◆ **WORK ORDER**: In the data that follows, find the line with "below remove .ToArray() below"; transcribe it, every later line up to the one with "3. Nit: I'd", and that line as well, exactly and with no others.

◆ **INPUT**:
⟨

PR #261, opened 2022-03-28
Create async .txt tests.

MikeStall:
Use .txt for testing async - particularly to focus on parallelization.


MikeStall:
>     public class RecalcEngineAsyncTests

probably quite a few of these could be converted to the next .txt format. 

---
Refers to: src/tests/Microsoft.PowerFx.Interpreter.Tests/RecalcEngineAsyncTests.cs:26 in 95619df. [](commit_id = 95619dfea04b6732f02cd53754ae112b7ac792e0, deletion_comment = False)

src/libraries/Microsoft.PowerFx.Interpreter/Functions/LibraryTable.cs
```diff
@@ -294,37 +291,62 @@ private static bool IsValueTypeErrorOrBlank<T>(FormulaValue val)
...
-                }
+                var task = LazyFilterRowAsync(runner, context, row, filter);
+                tasks.Add(task);
             }
+
+            // WhenAll will allow running tasks in parallel. 
+            var results = await Task.WhenAll(tasks);
+
+            // Remove all nulls. 
+            var final = results.Where(x => x != null);
```
CarlosFigueiraMSFT, line 347: >var final = results.Where(x => x != null); [](http://example.com/codeflow?start=12&length=42)

This should not be the condition - an expression such as `Filter(Table({a:1},{a:2},If(1<0,{a:3}),{a:4},{a:5}), true)` should return a table with 5 rows (one of them empty).

CarlosFigueiraMSFT: Just noticed that it is a current bug, not related to your changes... Created issue #263 to track it

MikeStall: thanks - I believe this is preserving the existing logic (right or wrong) and just making it async.

src/tests/Microsoft.PowerFx.Interpreter.Tests/InterpreterExpressionTestCases/ParallelAsync.txt
```diff
@@ -0,0 +1,29 @@
...
+>> If(Async(0) = 0, Async(1), 1/0)
+1
+
+>> ForAll([1,0], If(Async(Value) = 0, Async(2), Async(3)))
+[3,2]
+
+//-------------------------
+// Hangs - any await in a for loop is suspect.
+
+// With({x:Async(1), y: Async(0)}, x & y)
```
CarlosFigueiraMSFT, line 26: >With({x:Async(1), y: Async(0)}, x & y) [](http://example.com/codeflow?start=3&length=38)

It it a problem with the With function (which doesn't evaluate the creation of the record fields in parallel), or the concatenation function? Would something like `With({x:Async(1), y:Async(0)}, x)` work? What about `Async(1) & Async(0)`?

src/libraries/Microsoft.PowerFx.Interpreter/Functions/LibraryTable.cs
```diff
@@ -294,37 +291,62 @@ private static bool IsValueTypeErrorOrBlank<T>(FormulaValue val)
...
+                if (include)
+                {
+                    return row;
+                }
+            }
+
+            return null;
+        }
+
+        private static async Task<DValue<RecordValue>[]> LazyFilterAsync(
```
CarlosFigueiraMSFT, line 325: >Task<DValue<RecordValue>[]> [](http://example.com/codeflow?start=29&length=27)

Instead of returning a (task of) array, can we return a task of an enumerable? This way something like `LookUp([0, 10], Async(Value) >= 0)` would complete (today I'm guessing it would hang)

src/tests/Microsoft.PowerFx.Interpreter.Tests/AsyncFunctionsHelper.cs
```diff
@@ -0,0 +1,79 @@
...
+using Microsoft.PowerFx.Core.Localization;
+using Microsoft.PowerFx.Core.Public;
+using Microsoft.PowerFx.Core.Public.Types;
+using Microsoft.PowerFx.Core.Public.Values;
+using Microsoft.PowerFx.Core.Tests;
+using Microsoft.PowerFx.Core.Texl;
+using Microsoft.PowerFx.Core.Types;
+using Microsoft.PowerFx.Core.Utils;
+using Xunit;
+using static Microsoft.PowerFx.Core.Localization.TexlStrings;
```
CarlosFigueiraMSFT, line 21: Can you sort/remove usings? This seems too much

src/tests/Microsoft.PowerFx.Interpreter.Tests/FileExpressionEvaluationTests.cs
```diff
@@ -47,6 +47,19 @@ public void InterpreterTestCase(ExpressionTestCase testCase)
             }
         }
 
+        // Helpful for debugging. Can run a single test.
```
CarlosFigueiraMSFT, line 50: >// Helpful for debugging. Can run a single test.  [](http://example.com/codeflow?start=8&length=49)

We used to have a `RunSingleTestCase` method in this file, which is referenced in the file Testing.txt. Can you either revive this method, or remove Testing.txt?

src/tests/Microsoft.PowerFx.Interpreter.Tests/PowerFxEvaluationTests.cs
```diff
@@ -51,6 +53,16 @@ private static (RecalcEngine engine, RecordValue parameters) OptionSetTestSetup(
             return (new RecalcEngine(config), parameters);
         }
 
+        private static (RecalcEngine engine, RecordValue parameters) AsyncSetTestSetup()
```
CarlosFigueiraMSFT, line 56: >AsyncSetTestSetup [](http://example.com/codeflow?start=69&length=17)

Each "setup" is removing the configuration from other setups... We probably need to find a way to "chain" those - for example, if we want to have async tests with option sets. Your call whether to do it in this PR or in a different one, though.

src/tests/Microsoft.PowerFx.Interpreter.Tests/InterpreterExpressionTestCases/ParallelAsync.txt
MikeStall: Record, Table, CallNode args, Binary op nodes - none of these support full parallelism and require evaluating in order. 

Need to discuss the semantics.

src/tests/Microsoft.PowerFx.Interpreter.Tests/FileExpressionEvaluationTests.cs
MikeStall: I found it in dataverse tests (different erpo): \PowerApps-Client\src\Language\Tests\PowerFx.Dataverse.Tests\PowerFxEvaluationTests.cs

src/tests/Microsoft.PowerFx.Interpreter.Tests/InterpreterExpressionTestCases/ParallelAsync.txt
```diff
@@ -0,0 +1,99 @@
...
+3
+
+
+// Record fields can be async. 
+// Order of multiple fields is unspecified!
+>> { x : Async(0), y: 1 }.x
+0
+
+// Call args are serial, left-to-right
+>> Sum(WaitFor(0), WaitFor(1), WaitFor(2))
```
MikeStall, line 75: >WaitFor [](http://example.com/codeflow?start=7&length=7)

Many of these WaitFor() are things we'd *like* to be parallel, but we don't need them to be yet. This is still capturing their current semantics.

src/libraries/Microsoft.PowerFx.Interpreter/Functions/LibraryTable.cs
```diff
@@ -340,8 +366,8 @@ public static NamedLambda[] Parse(FormulaValue[] args)
 
                 for (var i = 1; i < args.Length; i += 2)
                 {
-                    var columnName = ((StringValue)args[1]).Value;
-                    var arg1 = (LambdaFormulaValue)args[2];
+                    var columnName = ((StringValue)args[i]).Value;
```
MikeStall, line 369: >i [](http://example.com/codeflow?start=56&length=1)

This was an unrelated bug I fixed that I hit with Async +AddColumn tests.

src/libraries/Microsoft.PowerFx.Interpreter/Functions/LibraryMath.cs
```diff
@@ -290,7 +290,7 @@ private static FormulaValue RunAggregator(IAggregator agg, EvalVisitor runner, S
                 if (row.IsValue)
                 {
                     var childContext = context.WithScopeValues(row.Value);
-                    var value = arg1.EvalAsync(runner, childContext).Result;
```
MikeStall, line 293: >Result [](http://example.com/codeflow?start=69&length=6)

This was a real bug, caught by the new AsyncVerify tests.

src/libraries/Microsoft.PowerFx.Interpreter/Functions/LibraryTable.cs
```diff
@@ -110,17 +111,19 @@ private static IEnumerable<DValue<RecordValue>> LazyAddColumns(EvalVisitor runne
 
                     foreach (var column in newColumns)
                     {
-                        var value = column.Lambda.EvalAsync(runner, childContext).Result;
```
MikeStall, line 113: >Result [](http://example.com/codeflow?start=82&length=6)

fixed - remove .Result.

src/libraries/Microsoft.PowerFx.Interpreter/Functions/LibraryMath.cs
almineev: awesome!

lesaltzm (approved):

src/libraries/Microsoft.PowerFx.Interpreter/Functions/LibraryTable.cs
```diff
@@ -110,17 +111,19 @@ private static IEnumerable<DValue<RecordValue>> LazyAddColumns(EvalVisitor runne
...
+                        var value = await column.Lambda.EvalAsync(runner, childContext);
                         fields.Add(new NamedValue(column.Name, value));
```
almineev, line 115: var fields = new NamedValue[row.Value.Fields.Length + newColumns.Length];
.. copy row.Value.Fields by position to fields
here fields[i] = new NamedValue(...)
below remove .ToArray() below

src/libraries/Microsoft.PowerFx.Interpreter/Functions/LibraryTable.cs
```diff
@@ -294,37 +295,62 @@ private static bool IsValueTypeErrorOrBlank<T>(FormulaValue val)
...
+            return null;
+        }
+
+        private static async Task<DValue<RecordValue>[]> LazyFilterAsync(
             EvalVisitor runner,
             SymbolContext context,
             IEnumerable<DValue<RecordValue>> sources,
-            LambdaFormulaValue filter)
+            LambdaFormulaValue filter, 
+            int topN = int.MaxValue)
```
almineev, line 334: 1. Don't see topN used anywhere in the body.
2. "topN" assumes order, filter doesn't have order spec, is the meaning here to use natural order or semantics are "takeN" (take _any_ N rows)?
3. Nit: I'd go with topN as int? to be more specific when condition is not present
4. Need to be careful with async implementation. On a large rowset we don't want to evaluate filter for all rows. We want to implement strategy when we fill N requested matches with minimal filter evals. One way is to define M as batch window size and keep hopping its evaluation until N rows are filled up

src/libraries/Microsoft.PowerFx.Interpreter/Functions/LibraryMath.cs
MikeStall: @LucGenetier  - here's an example of a hang.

⟩

◆ **RESPONSE**:
below remove .ToArray() below

src/libraries/Microsoft.PowerFx.Interpreter/Functions/LibraryTable.cs
```diff
@@ -294,37 +295,62 @@ private static bool IsValueTypeErrorOrBlank<T>(FormulaValue val)
...
+            return null;
+        }
+
+        private static async Task<DValue<RecordValue>[]> LazyFilterAsync(
             EvalVisitor runner,
             SymbolContext context,
             IEnumerable<DValue<RecordValue>> sources,
-            LambdaFormulaValue filter)
+            LambdaFormulaValue filter, 
+            int topN = int.MaxValue)
```
almineev, line 334: 1. Don't see topN used anywhere in the body.
2. "topN" assumes order, filter doesn't have order spec, is the meaning here to use natural order or semantics are "takeN" (take _any_ N rows)?
3. Nit: I'd go with topN as int? to be more specific when condition is not present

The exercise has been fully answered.